Does that mean that God killed my wife to make me a better pastor? Of course not! The very thought of such a thing is beyond absurd! It is in fact blasphemous because it makes God a monster. It makes God a killer. It says God will cause or allow a tragedy to happen so that some good with importance orders of magnitude less than the importance of the tragedy can come about. Yes, God can and does bring good out of the tragic and even evil things that befall God’s people in this life. There is no doubt  that that is true. But is it absolutely not true that God causes or even just allows tragic and evil things to happen so that something good can come out of them. Any theology that says God does that blasphemes our God who is not a God of violence or indifference toward suffering but of love.

The Gospel of John uses its story of the raising of Lazareth to say that that is exactly what God, present among us in the person of Jesus really did do. It has Jesus thinking that he’d just let his friend Lazareth die though he could have prevented his death so that he could do a spectacular God thing by bringing Lazareth back to life so that people will see his divine glory and believe in him. The Jesus I know, love, and seek to serve would never, ever do any such thing. God, and God in Jesus Christ, always act out of love not out of a need for self-aggrandizement; yet that is what John has Jesus doing here.

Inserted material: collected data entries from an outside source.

PR #3671, opened 2016-04-26
[Android] Update comments of set/getCookie in XWalkCooikeManager

xzhan96:
Some customers complain that set/getCookie of XWalkCooikeManager is invalid
without adding scheme into url domain, which isn't required in Android WebView.

This is because CookieManager already use WebAddress to add scheme into the
url, so the comments of according XWalk APIs need to be updated.

BUG=XWALK-6766

### DIFF
--- a/runtime/android/core_internal/src/org/xwalk/core/internal/XWalkCookieManagerInternal.java
+++ b/runtime/android/core_internal/src/org/xwalk/core/internal/XWalkCookieManagerInternal.java
@@ -38,6 +38,8 @@ public class XWalkCookieManagerInternal {
      * Set cookie for a given url. The old cookie with same host/path/name will
      * be removed. The new cookie will be added if it is not expired or it does
      * not have expiration which implies it is session cookie.
+     *
+     * Scheme[https|http] must be added as the prefix of url domain.
      * @param url The url which cookie is set for
      * @param value The value for set-cookie: in http response header
      * @since 5.0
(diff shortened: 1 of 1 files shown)


xzhan96:
@lincsoon @fujunwei @XiaosongWei @wuhengzhi @axinging please help to review

rakuco:
Isn't it possible to change our implementation to match the Android WebView instead?

xzhan96:
> Isn't it possible to change our implementation to match the Android WebView instead?

I've thought about it, maybe it's ok, but I am not sure the potential impact. And since it is easy to add a scheme before url domain, I commit this patch.
We can discuss it, and if it is necessary, then implement it.

rakuco:
It may be easy to add a scheme to the URL, but in this case I guess it's safe to say that this is not intuitive: it's not required by the Android WebView (which can lead to subtle problems in existing code), and new and existing users will only find out about this if they read a note in the API documentation. At the very least, I'd expect an error message to be shown to users if the URL is malformed (not sure if that's already done on the native side).
If this is a matter of taking `url` and doing some processing to it (it's just not clear what the Android WebView does to choose the scheme) I don't see why not do it instead.

lincsoon:
I agree with rakuco. Few people pay attention to the API description.

xzhan96:
ok, I will change xwalk implementation to match WebView.

PR #3676, opened 2016-04-27
[Windows] Fix notifications on Windows.

darktears:
Make sure to set the AppUserModelID correctly so that it matches
what app-tools is setting on the shortcut. This will fix the bug
where packaged app would not show notifications : this was due to
some very old code inside xwalk setting AppUserModelID to the
application_id. This code is not needed anymore because we're going
to set AppUserModelID to the application name being launched. This
patch will also fix the grouping in the notification center on builds
leading to Anniversary Update because instead of showing the app_id
it will show the actual name of the app.

BUG=XWALK-4990


darktears:
@pozdnyakov your review love is appreciated.

pozdnyakov:
lgtm

PR #3677, opened 2016-04-27
Fix ASSERTs and low quality assets on high dpi screens

darktears:
Right now we're shipping only assets with 100% scale factor. This
patch address the issue by making sure that we at least support
better assets when the scale factor is not 100%.

This will require a change in app-tools as well.


darktears:
@lincsoon can you have a look please?

@r0b5t4 I need a fix in app-tools see : https://github.com/darktears/crosswalk-app-tools/commit/21443043f963f35679bb901e001a63cac63b401f but how do we proceed because these files will start to show up after a given version. Anything else I missed?

r0b5t4:
@darktears we can add all .pak files just like we do for dll files already. Would that work? The code is right below where you patched it.

darktears:
@r0b5t4 yep I guess we can do that indeed.

darktears:
PR for app tool is there : https://github.com/crosswalk-project/crosswalk-app-tools/pull/132

darktears:
ping @lincsoon

lincsoon:
LGTM for the Android part

PR #3679, opened 2016-04-29
[Windows][Linux] Allow localhost for media capture APIs

darktears:
We just follow upstream and ease local debugging, regular
http is still disallowed, only https.

BUG=XWALK-6562

### DIFF
--- a/runtime/browser/media/media_capture_devices_dispatcher.cc
+++ b/runtime/browser/media/media_capture_devices_dispatcher.cc
@@ -15,6 +15,7 @@
 #include "content/public/browser/render_process_host.h"
 #include "content/public/common/media_stream_request.h"
 #include "grit/xwalk_resources.h"
+#include "net/base/net_util.h"
 #include "ui/base/l10n/l10n_util.h"
 #include "xwalk/application/browser/application.h"
 #include "xwalk/application/browser/application_service.h"
@@ -127,7 +128,10 @@ void XWalkMediaCaptureDevicesDispatcher::RequestPermissionToUser(
     const content::MediaResponseCallback& callback) {
   DCHECK(content::BrowserThread::CurrentlyOn(content::BrowserThread::UI));
 
-  if (request.security_origin.SchemeIs(url::kHttpScheme))
+  // This function may be called for a media request coming from
+  // from WebRTC/mediaDevices. These requests can't be made from HTTP.
+  if (request.security_origin.SchemeIs(url::kHttpScheme) &&
+      !net::IsLocalhost(request.security_origin.host()))
     callback.Run(content::MediaStreamDevices(),
                  content::MEDIA_DEVICE_PERMISSION_DENIED,
                  scoped_ptr<content::MediaStreamUI>());
--- a/runtime/browser/runtime.cc
+++ b/runtime/browser/runtime.cc
@@ -25,6 +25,7 @@
 #include "ui/base/resource/resource_bundle.h"
 #include "ui/gfx/image/image_skia.h"
 #include "ui/gfx/native_widget_types.h"
+#include "net/base/net_util.h"
 #include "xwalk/application/browser/application.h"
 #include "xwalk/application/browser/application_service.h"
 #include "xwalk/application/browser/application_system.h"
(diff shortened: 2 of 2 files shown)


darktears:
@huningxin @pozdnyakov

runtime/browser/runtime.cc
```diff
@@ -356,7 +356,11 @@ bool Runtime::CheckMediaAccessPermission(
 #else
   // This function may be called for a media request coming from
   // from WebRTC/mediaDevices. These requests can't be made from HTTP.
-  if (security_origin.SchemeIs(url::kHttpScheme))
+  std::string host = security_origin.host();
+  bool is_localhost = host.compare("localhost") ||
```
pozdnyakov: don't we have a place like "utils" to put a function there so that this code is not duplicated?

darktears:
@pozdnyakov new version PTAL

runtime/browser/xwalk_utils.cc
```diff
@@ -0,0 +1,16 @@
...
+// Use of this source code is governed by a BSD-style license that can be
+// found in the LICENSE file.
+
+#include "xwalk/runtime/browser/xwalk_utils.h"
+
+namespace xwalk_utils {
+
+bool IsLocalHost(const GURL& url) {
+  std::string host = url.host();
+  return host.compare("localhost") ||
```
pozdnyakov: think it should rather be `host.compare("localhost") == 0` and same for others.. http://www.cplusplus.com/reference/string/string/compare/ (looks like browser tests failure on Linux might be related)

runtime/browser/xwalk_utils.h
```diff
@@ -0,0 +1,17 @@
+// Copyright (c) 2016 Intel Corporation. All rights reserved.
+// Use of this source code is governed by a BSD-style license that can be
+// found in the LICENSE file.
+
+#ifndef XWALK_RUNTIME_BROWSER_XWALK_UTILS_H_
+#define XWALK_RUNTIME_BROWSER_XWALK_UTILS_H_
+
+#include "url/gurl.h"
+
+namespace xwalk_utils {
```
pozdnyakov: maybe nested 'utiils' namespace is better?

darktears: Using the existing namespace that we have. I don't mind either way.

runtime/browser/xwalk_utils.cc
darktears: Nope, they are not related. @rakuco moved the bot to Portland and we experiencing flakiness on the test (though it was flaky before).

runtime/browser/media/media_capture_devices_dispatcher.cc
```diff
@@ -127,7 +128,10 @@ void XWalkMediaCaptureDevicesDispatcher::RequestPermissionToUser(
     const content::MediaResponseCallback& callback) {
   DCHECK(content::BrowserThread::CurrentlyOn(content::BrowserThread::UI));
 
-  if (request.security_origin.SchemeIs(url::kHttpScheme))
+  // This function may be called for a media request coming from
+  // from WebRTC/mediaDevices. These requests can't be made from HTTP.
+  if (request.security_origin.SchemeIs(url::kHttpScheme) &&
+      !utils::IsLocalHost(request.security_origin))
```
huningxin: Can we use `net::IsLocalhost`? (https://github.com/crosswalk-project/chromium-crosswalk/blob/master/net/base/net_util.h#L102)

darktears: Yes of course. I did see that.

darktears:
@pozdnyakov should be good this time, @huningxin had a great suggestion.

pozdnyakov:
lgtm code-wise, but browser test failure looks related.

rakuco:
Alexis, please resubmit for us to make sure: the Linux bots were sick due to some behind-the-scenes changes (XWALK-6856) and I've reverted them to their previous, working state.

darktears:
They can't be related, I doubt any of these tests is using getUserMedia() JS API. My patch is only about code path related to getUserMedia.

darktears:
All green merging.

huningxin:
That's great! LGTM.

PR #3520, opened 2016-02-01
Show specail options with the accept attribute

fujunwei:
The following code is allow the user to upload an image from stored files or by taking a photo using camera, but the Camcorder and Voice Recorder options should not be included.
```
<input id="file" type="file" name="file" accept="image/*">
```

BUG=XWALK-3750

PR #3682, opened 2016-05-04
[Android] Fix the wrong choice for input element.

wuhengzhi:
Show special option was fixed in https://github.com/crosswalk-project/crosswalk/pull/3520,
there is an exception that is the write external permission was not
added, then select the wrong option even if the accept type was correct.

BUG=XWALK-6430

(cherry picked from commit fc3b73e673340879757cc882ffe159bdfe33da4a)


wuhengzhi:
@rakuco Please take a look and merge, thanks.

PR #3684, opened 2016-05-04
[Linux]Fix the race condition in XWalkExtensionService

XiaosongWei:
XWalkExtensionServer got deleted in XWalkExtensionData by
XWalkExtensionService while the XWalkExtensionServer pointers are still
accessed by ExtensionServerMessageFilter in IPC thread.

Use WeakPtr to avoid such race condition.

BUG=XWALK-6856

### DIFF
--- a/extensions/browser/xwalk_extension_service.cc
+++ b/extensions/browser/xwalk_extension_service.cc
@@ -51,8 +51,8 @@ class ExtensionServerMessageFilter : public IPC::MessageFilter,
  public:
   ExtensionServerMessageFilter(
       scoped_refptr<base::SequencedTaskRunner> task_runner,
-      XWalkExtensionServer* extension_thread_server,
-      XWalkExtensionServer* ui_thread_server)
+      const base::WeakPtr<XWalkExtensionServer>& extension_thread_server,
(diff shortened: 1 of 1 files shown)


XiaosongWei:
@rakuco I am unable to reproduce the issue in my local environment and I just added log to check the suspected point, need your help to double confirm whether it works or not.

@darktears @baleboy Please take a look!

rakuco:
I didn't have time to test this today, but looking at the patch I don't see how it would fix that bug: you're just adding weak pointers to the code without checking for their validity in `OnGetExtensions` (and possibly other places).

XiaosongWei:
@rakuco the weak pointers validity check is done in ```OnMessageReceived``` before calling ```OnGetExtension``` and ```OnCreateInstance```

rakuco:
Unfortunately it looks like you did not try a debug build, which would have also helped you try to reproduce the issue in the first place.

```
[89561:89575:0510/190546:FATAL:weak_ptr.cc(26)] Check failed: sequence_checker_.CalledOnValidSequencedThread(). WeakPtrs must be checked on the same sequenced thread.
```

This assert prevents the tests from even running in debug mode.

rakuco:
see also: #3694

PR #3786, opened 2016-07-07
[Windows][Linux] Fix Geolocation crashing after the user accept the

darktears:
prompt.

Bug is a regression after M51 and incorrect patch of
8d0c7a657433574edc397e2dbebe8dcc690e45c1 which removes the functions
CreateRequestContext and CreateRequestContextForStoragePartition from
XWalkContentBrowserClient as they moved to BrowserContext (so
XWalkBrowserContext). The problem is that they were setting the
url_request_context_getter_ member before calling XWalkBrowserContext.
The URL request context is then used afterwards inside xwalk to query
things like geolocation. With that accidental removal it was always null
so it was crashing/asserting later in the geolocation code. Fix is to
setup a getter from the browser context to access the URL request context
when creating the AccessTokenStore.

BUG=XWALK-7067

### DIFF
--- a/runtime/browser/xwalk_browser_context.h
+++ b/runtime/browser/xwalk_browser_context.h
@@ -20,16 +20,13 @@
 #include "components/visitedlink/browser/visitedlink_delegate.h"
 #include "content/public/browser/browser_context.h"
 #include "content/public/browser/content_browser_client.h"
+#include "xwalk/runtime/browser/runtime_url_request_context_getter.h"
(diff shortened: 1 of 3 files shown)


darktears:
@rakuco @pozdnyakov PTAL

rakuco:
@mrunalk FYI &

rakuco:
le lgtm :fr:

mrunalk:
@darktears Looking at this PR makes more sense. Thanks for nailing this down and fixing it. I will try to be extra careful when rebasing such changes in future.

PR #3791, opened 2016-07-08
[Android] Reset the default value of setDomStorageEnabled

xzhan96:
As a frequently used feature, it is also enabled in Chrome in default.
And change the value may cause potential risk, so reset it to original.

BUG=XWALK-7082


xzhan96:
@lincsoon I just wanted to make the default value the same with WebView, but it will cause some test cases fail, so reset it. Please help to merge.

PR #3795, opened 2016-07-11
[Android] Correct some mistakes in XWalkSettings API annotation

xzhan96:
Correct some mistakes in XWalkSettings API annotation.


xzhan96:
@lincsoon

PR #3797, opened 2016-07-11
M52: correcting SHA1 in DEPS.xwalk after reverting SIMD.js in v8 

msisov:


DEPS.xwalk
```diff
@@ -17,8 +17,8 @@
 # Edit these when rolling DEPS.xwalk.
 # -----------------------------------
 
-chromium_crosswalk_rev = 'd216c2f7d8f2a57ffe0b12290c9bf3f0fbe23630'
-v8_crosswalk_rev = 'c944c4577bd341cadd426633683becab280c8c12'
+chromium_crosswalk_rev = 'd14f6d5c51be7d13de6208721df65930d9345019'
```
rakuco: The change to `chromium_crosswalk_rev` looks wrong, you're pointing at an old hash.

msisov: yeah, right. I've forgotten Mrunal has reverted WebCL. Sorry, here is corrected DEPS.xwalk file.

rakuco: It still looks wrong. `next` currently points to 1a3e4b853512415b4333e7e7e012b9a8ff3ec98e ("M52 : Fix build on Windows"). If this is only for the V8 hashes, you should only need to change `v8_crosswalk_rev`.

mrunalk:
I have just pushed the correct hashes so I don't think we need this patch anymore.

PR #3799, opened 2016-07-12
[Android] Reset the default value of setDomStorageEnabled

xzhan96:
As a frequently used feature, it is also enabled in Chrome in default.
And change the value may cause potential risk, so reset it to original.

BUG=XWALK-7082

(cherry picked from commit 55834b2)


xzhan96:
@rakuco please help to merge into Crosswalk 21, thanks

xzhan96:
@rakuco 
these two commits are important, for the first one `dc444e3` is to fix the P1 issue XWALK-7082, and second one `b37c5ed` to correct some mistakes in API annotation. Please help to merge, thanks.

PR #3802, opened 2016-07-12
[Windows][Linux] DevTools: Fix Maximum call stack size exceeded error

darktears:
while retrieving CPU profile.

Do not pass object literals into dispatchMessage API. Always turn it into
a string.


darktears:
@rakuco

rakuco:
le lgtm :soccer:

PR #3806, opened 2016-07-13
[Windows] Autostart application if no paramaters are passed to xwalk.

darktears:
Automatically try to find the manifest.json relative to the xwalk.exe path
in approot/ (which is the place for application files created using
crosswalk-app-tools). If it's not found then crosswalk doesn't start.


darktears:
@pozdnyakov PTAL it goes with https://github.com/crosswalk-project/crosswalk-app-tools/pull/144

darktears:
@pozdnyakov landed the app-tool part.

darktears:
@pozdnyakov ping

rakuco:
I think Misha is on holidays. rs=me

PR #3820, opened 2016-07-26
[Android] Fix the crash bug of setOnTouchListener

xzhan96:
The background is XWalkView has been refactored in the commit 9808ed4.

Here correct the endless loop error which will cause crash.

BUG=XWALK-7099

(cherry picked from commit 48c14352f56ab5fbd94d46c6ff414a516590495b)


xzhan96:
@rakuco please help to merge, thanks

PR #3821, opened 2016-07-26
[Android] Decouple XWalkView from the activity

lincsoon:
Originally, XWalkView is designed to be tightly bound to the activity
that creates and holds it, and to listen the state change and activity
result, which will cause following problems:

- With the change of the container activity's life cycle, XWalkView will
  pause all timers and other components like videos when activity
  paused, which is not suited to the usage in background.
- Single XWalkView can't be shared across multiple activities.
- XWalkView must be created in an activity, it can't be used for a
  service.
- A XWalkView object will be destroyed after its container activity
  died and can't be used anymore.

To solve the problems above, we decided to decouple XWalkView from the
activity and give the developer more freedom to handle it. This patch
does following things:

- XWalkView can be created and held in any context, including a service.
- XWalkInitializer and XWalkUpdate don't have to be created in an
  activity, they support to initialize Crosswalk environment in any context.
- XWalkExternalExtensionManager doesn't handle the activity result anymore.
- The implementation of the file chooser in XWalkView is separated to
  a individual class called XWalkFileChooser. Because it needs to receive
  an activity, it can't be integrated into internal library as default
  file chooser. So move it from org.xwalk.core.internal to org.xwalk.core
  as a new API, the developer has to invoke it manually in
  XWalkUIClient.openFileChooser.
- Remove built-in extension "WifiDirect". WifiDirect extension needs an
  activity parameter, meanwhile BuiltinXWalkExtensions handles all of the
  loaded Crosswalk extensions in a static member. So the activity passed
  to WifiDirect extension will be held permanently, which may cause memory
  leak.
- Use the application context instead of the activity in
  XWalkPresentationHot to avoid memory leak.

BUG=XWALK-7002

### DIFF
--- a/runtime/android/core/src/org/xwalk/core/XWalkEnvironment.java
+++ b/runtime/android/core/src/org/xwalk/core/XWalkEnvironment.java
@@ -8,6 +8,7 @@ import android.content.Context;
 import android.content.pm.ApplicationInfo;
 import android.content.pm.PackageManager;
 import android.content.pm.PackageManager.NameNotFoundException;
+import android.content.SharedPreferences;
 import android.os.Build;
 import android.util.Log;
 
@@ -26,9 +27,11 @@ class XWalkEnvironment {
     private static final String META_XWALK_APK_URL = "xwalk_apk_url";
     private static final String META_XWALK_VERIFY = "xwalk_verify";
 
+    private static final String PRIVATE_DATA_DIRECTORY_SUFFIX = "xwalkcore";
+    private static final String XWALK_CORE_EXTRACTED_DIR = "extracted_xwalkcore";
+    private static final String OPTIMIZED_DEX_DIR = "dex";
     private static final String PACKAGE_RE = "[a-z]+\\.[a-z0-9]+\\.[a-z0-9]+.*";
 
-    private static Context sInitializationContext;
     private static Context sApplicationContext;
 
     private static String sDeviceAbi;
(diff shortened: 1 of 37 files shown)


wuhengzhi:
In commit comment, ```XWalkPresentationHot``` -> ```XWalkPresentationHost```.

> A XWalkView object will be destroyed after its container activity died and can't be used anymore.

With this patch, XWalkView won't be destroyed if container activity died?

runtime/android/core/src/org/xwalk/core/XWalkEnvironment.java
```diff
@@ -41,23 +44,32 @@
...
+    public static SharedPreferences getSharedPreferences() {
+        return sApplicationContext.getSharedPreferences("libxwalkcore", Context.MODE_PRIVATE);
     }
 
-    public static Context getApplicationContext() {
-        return sApplicationContext;
+    public static String getPrivateDataDir() {
+        return sApplicationContext.getDir(PRIVATE_DATA_DIRECTORY_SUFFIX,
+                Context.MODE_PRIVATE).getAbsolutePath();
+
```
wuhengzhi: extra line.

runtime/android/core/src/org/xwalk/core/XWalkEnvironment.java
```diff
@@ -41,23 +44,32 @@
...
+    }
+
+    public static String getExtractedCoreDir() {
+        return sApplicationContext.getDir(XWALK_CORE_EXTRACTED_DIR,
+                Context.MODE_PRIVATE).getAbsolutePath();
+
```
wuhengzhi: ditto.

runtime/android/core/src/org/xwalk/core/XWalkFileChooser.java
```diff
@@ -0,0 +1,288 @@
...
+        return true;
+    }
+
+    /**
+     * Pass through activity result to XWalkViewInternal.
+     * See <a href="http://developer.android.com/reference/android/app/Activity.html">
+     * android.app.Activity.onActivityResult()</a>.
+     * @param requestCode passed from android.app.Activity.onActivityResult().
+     * @param resultCode passed from android.app.Activity.onActivityResult().
+     * @param data passed from android.app.Activity.onActivityResult().
```
wuhengzhi: For the param explanation, we can follow it from [onActivityResult](https://developer.android.com/reference/android/app/Activity.html#onActivityResult(int, int, android.content.Intent))

runtime/android/core_internal/src/org/xwalk/core/internal/XWalkViewDelegate.java
```diff
@@ -181,6 +183,15 @@ private static void init(final Context context) throws IOException {
         ResourceExtractor.get(context);
 
         startBrowserProcess(context);
+
+        if (!CommandLine.getInstance().hasSwitch("disable-xwalk-extensions")) {
+            BuiltinXWalkExtensions.load(context);
+        } else {
+            XWalkPreferencesInternal.setValue(XWalkPreferencesInternal.ENABLE_EXTENSIONS, false);
+        }
```
wuhengzhi: Move these codes to ```startBrowserProcess()```?

PR #3824, opened 2016-07-27
Backport bug fixes and critical features to Crosswalk-21

lincsoon:


rakuco:
You could have listed the related JIRA tickets in the pull request message so this PR would be referenced in them. Now you'll have to do that manually for us to keep track of what is being committed into which branch.

lincsoon:
Thanks for your correction. I'll send another one.

PR #3825, opened 2016-07-27
[Windows] Presentation API : Fix bug where no screens would be listed as available.

darktears:
When creating the monitors list we need to make sure that they are
initialized first as not in use. In order to do that we're removing the
user defined DisplayInfo constructor and thanks to C++11 the field in_use
will be set to false. Before the field was not initialized by default
and was being affected a random value (which then resolve as true) and
all monitors becomes in use and the API never let you choose one.

BUG=XWALK-7098

### DIFF
--- a/runtime/browser/xwalk_presentation_service_helper.cc
+++ b/runtime/browser/xwalk_presentation_service_helper.cc
@@ -11,8 +11,6 @@
 
 namespace xwalk {
 
-DisplayInfo::DisplayInfo() {}
-
 std::unique_ptr<DisplayInfoManagerService> DisplayInfoManagerService::Create() {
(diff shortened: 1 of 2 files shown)


darktears:
@kenny-y PTAL. Android most likely need the same fix.

@rakuco

rakuco:
I think this is the wrong place to fix this. `DisplayInfo info = {}` should have been enough to initialize all members to zero, the problem is that `DisplayInfo` has a user-defined empty constructor that prevents this from happening. Either that needs to be removed (and we become more C++11-y) or the constructor needs to initialize all members to sane values.

rakuco:
lgtm

PR #160, opened 2017-01-11
SD-260 - Backend now has Upper Case Categories, so Title cased all the category labels

crstalli:
**What**
The labels of all the brands/categories are now Title Cased. This excludes the bold label in the graph below. 

** Why **
Wilson's Item Master has many different casings. We standardized them on the back end but they are in all caps. That looks ugly. 

Jira: https://thirdchannel.atlassian.net/browse/SD-260

screen shot 2017-01-11 at 1 21 21 pm


aliciasedlock:
The logic itself seems kosher - rather than equate this in three different spots, can we move it into a helper function so it's easier to maintain down the road?

crstalli:
Done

So mister author of the Gospel of John whoever you were, you got this one just flat wrong. Jesus may have restored dead people to life. There are several stories in the Gospels in which he does. But he never, ever did it to bring glory to himself. People who saw him do it may have believed in him because of what they saw, but he never, ever did it to get people to believe in him. He did because he could, and he did it out of love. Not love of himself. Not even love of God. Love of each and every human being, each and every child of God. I can love that Jesus. I can’t and don’t love the Jesus of John’s story of the raising of Lazareth. I hope you can’t and don’t either.